On: Mon, 31 Oct 2011 09:48:21 -0700, Michael Thomas <mike@mtcc.com> opined:
Dave CROCKER wrote:
On 10/30/2011 8:36 PM, Brian Johnson wrote:
So you support filtering end-user outbound SMTP sessions as this is a means to prevent misuse of the Commons*. Correct?
If it is acceptable to have the receiving SMTP server at one end of a connection do filtering -- and it is -- then why wouldn't it be acceptable to have filtering done at the source end of that SMTP connection?
As soon as we step upstream this way, stepping up earlier still is merely a question of efficacy and efficiency.
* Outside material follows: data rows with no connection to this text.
PR #440, opened 2021-10-30
Update Isogram function name

meganos:
Unit test cases in [IsogramTest](https://github.com/exercism/php/blob/main/exercises/practice/isogram/IsogramTest.php) are looking for `isIsogram`  resulting in an undefined function error when running tests.

```
IsogramTest::testIsogram
Error: Call to undefined function isIsogram()

/mnt/exercism-iteration/IsogramTest.php:36
```

### DIFF
--- a/exercises/practice/isogram/Isogram.php
+++ b/exercises/practice/isogram/Isogram.php
@@ -24,7 +24,7 @@
 
 declare(strict_types=1);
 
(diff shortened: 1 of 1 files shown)


kotp (approved):
Thanks. Now it will match the names asked for in the test file.

PR #467, opened 2022-06-06
`https` instead of `http`

NhanAZ:
I realized that some links are still using `http` protocol.
There are 28 links using `https` in 26 files and there are 10 links using `http` in 10 files.
This causes async? and `http` is not secure so I edited the whole link using `http` protocol to `https`.

### DIFF
--- a/README.md
+++ b/README.md
@@ -47,7 +47,7 @@ Exercism exercises in PHP
 - Follow the [contributing guide].
 - CI is run on all pull requests, it must pass the required checks for merge.
 
-[psr-12]: http://www.php-fig.org/psr/psr-12
+[psr-12]: https://www.php-fig.org/psr/psr-12
 [contributing guide]: https://github.com/exercism/x-api/blob/master/CONTRIBUTING.md#the-exercise-data
-[@group annotation]: http://phpunit.de/manual/4.1/en/appendixes.annotations.html#appendixes.annotations.group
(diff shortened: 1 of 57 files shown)


NhanAZ:
I just edited wikipedia's links. There are many other links that still use `http` but I'm not sure so I've ignored them.

NhanAZ:
If required I will edit the rest of the links.

neenjaw:
:+1: Would strongly recommend automating this process: `find ./exercises -type f -print0 | xargs -0 sed -i 's/http:\/\//https:\/\//g'`

NhanAZ:
What about links that require `http`?

neenjaw:
Do you have an example link that requires `http`?

NhanAZ:
Local links :thinking:

neenjaw:
When I run `grep -r -e 'http:\/\/'` I don't see any links that cannot be converted.  Am I missing something?

NhanAZ:
I mean some local links require http instead of https
It's still a bit risky to switch all http to https
Anyway, most browsers automatically convert http to https

neenjaw:
ah, yes, I understand now.  Yes, if there was a local web server interface that we referenced, yes it would require it to remain `http`.

neenjaw (approved):

NhanAZ:
Great it's merged, thanks for the review PR. Wish you a good day!

PR #471, opened 2022-06-29
Update TrinaryTest.php

razvbir:
My solution should not have passed all the tests. For 311 it gives 31, but the correct answer is 0

function toDecimal(string $number): int
{
    return array_reduce(
                str_split(strrev($number)),
                fn (array $acc,int $digit): array => array(
                    'power' => $acc['power'] + 1,
                    'valid' => $acc['valid'] && in_array($digit,range(0,2)),
                    'sum' => ($digit * 3 ** $acc['power'] + $acc['sum']) * $acc['valid'],
                ),
                array(
                    'power' => 0,
                    'sum' => 0,
                    'valid' => 1
                )
            )['sum'];
}

### DIFF
--- a/exercises/practice/trinary/TrinaryTest.php
+++ b/exercises/practice/trinary/TrinaryTest.php
@@ -75,4 +75,9 @@ class TrinaryTest extends PHPUnit\Framework\TestCase
     {
         $this->assertSame(0, toDecimal('13201'));
     }
+    
+    public function test311IsDecimal0(): void
+    {
+        $this->assertSame(0, toDecimal('311'));
+    }
 }


neenjaw:
This is a legacy exercise and has been deprecated.  So I don't think we should add this test case.  I would consider a PR to mark this exercise as such if you are interested.

To do this, we need to add the `"status": "deprecated"` to the exercise's entry in the `./config.json` file.

---

As a rule though, we ask that when people encounter missing test cases, it first be discussed as an issue in the problem-specifications repo (https://github.com/exercism/problem-specifications), so that it can be discussed and subsequently distributed to all of the different exercism tracks.

neenjaw:
I'm going to close this PR, buy as I commented previous if you'd like to open another with the deprecated status, I'll merge it.

PR #475, opened 2022-07-15
Update RobotNameTest.php

jasper2virtual:
```
    // the requirement say  "Your solution must ensure that every existing robot has a unique name."
    // but have not say not allow the same robot instance, reuse previous used name later.
    // so this test case is not valid
//     public function testNameArentRecycled(): void
//     {
//         $names = [];

//         for ($i = 0; $i < 10000; $i++) {
//             $name = $this->robot->getName();
//             $this->assertArrayNotHasKey($name, $names, sprintf('Name %s reissued after Reset.', $name));
//             $names[$name] = true;
//             $this->robot->reset();
//         }
//     }

    // This test is optional.
    public function testNameUniquenessManyRobots(): void
    {
        $names = [];
        $robots=[];
        for ($i = 0; $i < 10000; $i++) {
            $robot=new Robot();
            $name = $robot->getName();
            $this->assertArrayNotHasKey($name, $names, sprintf('Name %s reissued after %d robots', $name, $i));
            $names[$name] = true;
            // propose - keep the robot object, align to the requirement "Your solution must ensure that every existing robot has a unique name."
            // because the object will GC.
            array_push($robots,$robot);
        }
    }
```

### DIFF
--- a/exercises/practice/robot-name/RobotNameTest.php
+++ b/exercises/practice/robot-name/RobotNameTest.php
@@ -73,27 +73,34 @@ class RobotNameTest extends PHPUnit\Framework\TestCase
         $this->assertMatchesRegularExpression('/\w{2}\d{3}/', $name2);
     }
 
-    public function testNameArentRecycled(): void
-    {
-        $names = [];
+    // the requirement say  "Your solution must ensure that every existing robot has a unique name."
+    // but have not say not allow the same robot instance, reuse previous used name later.
+    // so this test case is not valid
+//     public function testNameArentRecycled(): void
+//     {
+//         $names = [];
 
-        for ($i = 0; $i < 10000; $i++) {
-            $name = $this->robot->getName();
-            $this->assertArrayNotHasKey($name, $names, sprintf('Name %s reissued after Reset.', $name));
-            $names[$name] = true;
-            $this->robot->reset();
-        }
-    }
+//         for ($i = 0; $i < 10000; $i++) {
+//             $name = $this->robot->getName();
+//             $this->assertArrayNotHasKey($name, $names, sprintf('Name %s reissued after Reset.', $name));
+//             $names[$name] = true;
+//             $this->robot->reset();
+//         }
+//     }
 
     // This test is optional.
     public function testNameUniquenessManyRobots(): void
     {
         $names = [];
-
+        $robots=[];
         for ($i = 0; $i < 10000; $i++) {
-            $name = (new Robot())->getName();
+            $robot=new Robot();
+            $name = $robot->getName();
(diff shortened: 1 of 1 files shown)


neenjaw:
Hello,

I think we can improve this test suite, but I don't agree with this change. Considering there are 676000 possible combinations of robot names (26 * 26 * 10 * 10 * 10), asking for someone to come up with a generator for 10000 names is not too much to ask for -- I don't think it is an important detail if the robots exist or not at this point.

If we want to make this test suite more exhaustive, I think we should look at `go`'s test suite for inspiration: https://github.com/exercism/go/blob/main/exercises/practice/robot-name/robot_name_test.go

I would be happy to explore alternative/additional test cases, but I think this one is fine.

exercises/practice/robot-name/RobotNameTest.php
```diff
@@ -73,27 +73,34 @@ public function testResetName(): void
...
+//     {
+//         $names = [];
+
+//         for ($i = 0; $i < 10000; $i++) {
+//             $name = $this->robot->getName();
+//             $this->assertArrayNotHasKey($name, $names, sprintf('Name %s reissued after Reset.', $name));
+//             $names[$name] = true;
+//             $this->robot->reset();
+//         }
+//     }
```
kotp, line 89: This should be not be a comment.  Code comments really do not belong, but the comment on line 76-78 could be a commit message.

exercises/practice/robot-name/RobotNameTest.php
```diff
@@ -73,27 +73,34 @@ public function testResetName(): void
...
+        $robots=[];
         for ($i = 0; $i < 10000; $i++) {
-            $name = (new Robot())->getName();
+            $robot=new Robot();
+            $name = $robot->getName();
             $this->assertArrayNotHasKey($name, $names, sprintf('Name %s reissued after %d robots', $name, $i));
             $names[$name] = true;
+            // propose - keep the robot object, align to the requirement "Your solution must ensure that every existing robot has a unique name."
+            // because the object will GC.
+            array_push($robots,$robot);
```
kotp, line 103: Same for this comment.  It should be a discussion in the issue, the pull request, or a commit message, but not here.

kotp (changes requested):
This said, the exercise is about optimization, and we should be able to generate all names and ensure no duplicates.  Otherwise the exercise does not honor the README.md part of the specification.

Notice the "must" wording:  "Your solution must ensure that every existing robot has a unique name."

So that is not an optional condition of the exercise.

neenjaw:
Thank @kotp for the discussion points. I think though that making requests on the existing point about the comments doesn't help guide it toward a mergable solution.

@jasper2virtual, I'm going to close this PR, please open an issue to discuss this further, or if you want to open a new pr with the exhaustive test cases from the go track, that works too.

PR #481, opened 2022-08-27
Update  pascalsTriangleRows to allow nullable type

meganos:
The current version of `pascalTriangleRows` has an `int` type declaration for its parameter `$rowCount`, but this causes one of the unit tests to fail:

```
There was 1 error:

1) PascalsTriangleTest::testNullNoRows
TypeError: pascalsTriangleRows(): Argument #1 ($rowCount) must be of type int, null given
```

Marking it as nullable results in all unit tests passing.


meganos:
On second thought, this proposed change is unnecessary. Current approach allows student to explore nullable type hints and add the change.

PR #511, opened 2023-06-01
[Fix] testColors to green

amarhaj:
One of Resistor Color tests is failing - testColors. By other tests seems that assoc arrray is meant to be used here. Updated test to green.


neenjaw:
Can you give me some context for why you want to make this change? We run continuous integration on the exercises in this repository, and this previously hasn't been a documented problem.

```
Running tests for: resistor-color
PHPUnit 9.6.8 by Sebastian Bergmann and contributors.

....                                                                4 / 4 (100%)

Time: 00:00.001, Memory: 24.41 MB

OK (4 tests, 4 assertions)
```
> https://github.com/exercism/php/actions/runs/4989720003/jobs/8934011069

PR #531, opened 2023-08-01
[fix] update pizza pi instructions for excersise number one

HenryVogt:
Currently the instructions are misleading. The description says that for every person that is served, 45g of dough are added. The example below calculates with 20g. As a result the corresponding test fails because the expected amount of dough is only true with 20g per person.


neenjaw (approved):
Thanks for the typo fix! 🎉

PR #534, opened 2023-08-03
Add the Bank Account exercise

MichaelBunker:
Added the Bank Account exercise without the concurrency test.

See: https://github.com/exercism/problem-specifications/tree/main/exercises/bank-account

PR #538, opened 2023-08-05
Add the resistor-color-duo exercise.

MichaelBunker:
See the specification: https://github.com/exercism/problem-specifications/tree/main/exercises/resistor-color-duo

### DIFF
--- a/exercises/practice/resistor-color-duo/.meta/example.php
+++ b/exercises/practice/resistor-color-duo/.meta/example.php
@@ -24,12 +24,24 @@
 
 declare(strict_types=1);
 
-function getAllColors(): array
+class ResistorColorDuo
 {
-    throw new \BadMethodCallException("Implement the getAllColors function");
-}
+    public function getAllColors(): array
+    {
+        return ["black", "brown", "red", "orange", "yellow", "green", "blue", "violet", "grey", "white"];
+    }
 
-function colorCode(string $color): int
-{
-    throw new \BadMethodCallException("Implement the colorCode function");
+    /**
+     * @param string[] $colors
+     */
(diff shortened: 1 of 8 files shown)


exercises/practice/resistor-color-duo/.meta/example.php
```diff
@@ -0,0 +1,42 @@
...
+ * <link>.
+ *
+ * To disable strict typing, comment out the directive below.
+ */
+
+declare(strict_types=1);
+
+class ResistorColorDuo
+{
+    public const COLORS = ["black", "brown", "red", "orange", "yellow", "green", "blue", "violet", "grey", "white"];
```
neenjaw, line 29: I think this is the right implementation as it is built from the last exercise, could you look at adding some hints to the previous exercise for students to use a constant here? Or maybe we shouldn't use a public array constant at all, and specify another method to list the colors to make the implementation and learning goals more obvious?

neenjaw (approved):
Looks good, once you look at the feedback for https://github.com/exercism/php/pull/534 I think a few of the same comments can be applied here, but I don't want to nag.

Happy to merge this optimistically, let me know what you'd like to do

exercises/practice/resistor-color-duo/.meta/example.php
MichaelBunker: I changed it to a method to make it more obvious. seeing just `COLORS` in the test file might be confusing for someone just starting out.

MichaelBunker:
@neenjaw I've made changes that you requested to resistor-color and resistor-color-duo. This is ready for review.

neenjaw (approved):

PR #541, opened 2023-08-06
Add the resistor-color-trio exercise.

MichaelBunker:
See specification: https://github.com/exercism/problem-specifications/tree/main/exercises/resistor-color-trio

### DIFF
--- a/exercises/practice/resistor-color-trio/.meta/example.php
+++ b/exercises/practice/resistor-color-trio/.meta/example.php
@@ -1,0 +1,85 @@
+<?php
+
+/*
+ * By adding type hints and enabling strict type checking, code can become
+ * easier to read, self-documenting and reduce the number of potential bugs.
+ * By default, type declarations are non-strict, which means they will attempt
+ * to change the original type to match the type specified by the
+ * type-declaration.
+ *
+ * In other words, if you pass a string to a function requiring a float,
+ * it will attempt to convert the string value to a float.
+ *
+ * To enable strict mode, a single declare directive must be placed at the top
+ * of the file.
+ * This means that the strictness of typing is configured on a per-file basis.
+ * This directive not only affects the type declarations of parameters, but also
+ * a function's return type.
+ *
+ * For more info review the Concept on strict type checking in the PHP track
+ * <link>.
+ *
+ * To disable strict typing, comment out the directive below.
+ */
+
+declare(strict_types=1);
+
+class ResistorColorTrio
+{
+    public const GIGA_BREAKPOINT = 1000000000;
+    public const MEGA_BREAKPOINT = 1000000;
+    public const KILO_BREAKPOINT = 1000;
+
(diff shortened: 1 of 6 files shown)


exercises/practice/resistor-color-trio/.meta/example.php
```diff
@@ -0,0 +1,81 @@
...
+declare(strict_types=1);
+
+class ResistorColorTrio
+{
+    public const GIGA_BREAKPOINT = 1000000000;
+    public const MEGA_BREAKPOINT = 1000000;
+    public const KILO_BREAKPOINT = 1000;
+    public const COLORS = ['black', 'brown', 'red', 'orange', 'yellow', 'green', 'blue', 'violet', 'grey', 'white'];
+
+    public static function label(array $colors): string
```
neenjaw, line 34: Out of curiosity, why did you choose a static method implementation here?

neenjaw (approved):
Looks good, once you look at the feedback for https://github.com/exercism/php/pull/534 I think a few of the same comments can be applied here, but I don't want to nag.

Happy to merge this optimistically, let me know what you'd like to do

exercises/practice/resistor-color-trio/.meta/example.php
MichaelBunker: I keep going back and forth on to use static or not for exercises. There are some good use cases for using the static keyword in PHP, but I'm not sure they would apply in these exercises. Since many of the functions are pure functions, having to instantiate the class doesn't seem strictly necessary, especially if the purpose of the exercise isn't to teach about classes and/or OOP specifically. I'm not sure if the static keyword helps or hinders students who are learning.

Does the PHP track have a preference? It wasn't clear from the existing exercises but I can just as easily avoid the static keyword if that's preferable.

neenjaw: So far, my preference has been not to use it, but I don't think there's anything scientific about that choice.  My take on this in PHP I believe is guided by these things:
- We don't really have formal import/export properties to lean on to organize code
- Unit testing in PHP (like with PHP unit) is primarily oriented around instance objects (allowing you to swap them out with mocks or via interface).
- `static` is _one more_ keyword (that eventually must be learned to master the language -- no doubt about that) and that does increase the complexity
  - it also has subsequent design considerations since static methods can only access static properties, etc

I'm happy to defer to your preference here, but if this is an exercise geared at an "early" PHP learner, then maybe a class instance is easier to work with and has fewer sharp edges.

MichaelBunker: Those are good points. I'll change to instantiate the class instead of using static methods for this and my other open PRs.

MichaelBunker:
@neenjaw I've made the changes you requested. This PR is ready for review.

neenjaw (approved):
Really nice work here, really appreciate this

I've often wondered the same thing as to what the resistance is to outbound filtering is. I can think of a few possibilities:
1) cost of filtering 2) false positives 3) really _not_ wanting to know about abuse
Given the cost of incoming filtering, I'd think that outbound filtering would be down in the noise. On the other hand, getting support blowback for false positives seems plausible, but probably no worse than blowback from false positives incoming. So, #3 -- assuming my list is exhaustive which it probably isn't -- seems like a real possibility. Especially when you consider that it opens a can of worms of "now that > we know we have a likely bot, what do we with it, and how much will that cost?"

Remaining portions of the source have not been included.